SBML Level 3 overview
SBML Level 3

“Systems biology has experienced dramatic growth in the number, size, and complexity of computational models. To reproduce simulation results and reuse models, researchers must exchange unambiguous model descriptions. We review the latest edition of the Systems Biology Markup Language (SBML), a format designed for this purpose.

A community of modelers and software authors developed SBML Level 3 over the past decade. Its modular form consists of a core suited to representing reaction‐based models and packages that extend the core with features suited to other model types including constraint‐based models, reaction‐diffusion models, logical network models, and rule‐based models.

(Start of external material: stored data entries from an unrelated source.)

PR #5128, opened 2026-07-29
fix(federation): treat missing peer row as credential-free remote

### LINKED ISSUE #4837: federation status rejects credential-free Dolt remotes in server mode
## Description

In Dolt server mode, `bd federation status` cannot fetch an ordinary credential-free remote even though `bd dolt pull` and `bd dolt push` succeed against the same remote.

## Environment

- `bd` 1.1.0
- `dolt` 2.1.10
- shared-server mode on macOS arm64

## Reproduction

1. Bootstrap a database from a Dolt remote using `sync.remote` without SQL username/password fields.
2. Confirm `bd federation list-peers --json` lists `origin` from Dolt remotes.
3. Confirm `bd dolt pull` and `bd dolt push` succeed using normal Dolt credential discovery.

The format leverages two decades of SBML and a rich software ecosystem that transformed how systems biologists build and interact with models. “

Standardising the quality of genome scale models

Moritz Bieber, Christian Lieven (Biosustain, DTU), Brett Olivier and Bas Teusink (AIMMS, VU Amsterdam) and a worldwide community of scientists developed quality control tools for systems biology models in Nature Biotechnology

model quality control
Standardising model quality

Mathematical models are key tool to understand complex biological systems. In particular, constraint-based, genome scale, models (GSM’s) can relate the physiological property of a cells, such as growth and metabolism, to the chemical flows through the underlying metabolic reaction network encoded by the genes. However, each model can in itself contain thousands of components. Moreover there is a continuous increase in number of these models being produced, using various semi-automated methods. The question arises, how do you evaluate a models quality? Being able to answer this question is critical to a model’s reproducibility and reusability.

In a recent correspondence published in Nature Biotechnology Moritz Bieber, Christian Lieven (Biosustain, DTU) and a large, worldwide community of scientists including Brett Olivier and Bas Teusink (AIMMS, VU Amsterdam) set out to address this problem. The tool presented in this contribution, MEMOTE, leverages the advantages of the latest community developed model encoding standards (SBML FBC), and implements a pipeline containing a set of tests that evaluates a model’s annotation, basic functionality and conceptual integrity. Hopefully, this will lead to a more efficient (re)use of genome-scale models in research and biotechnology.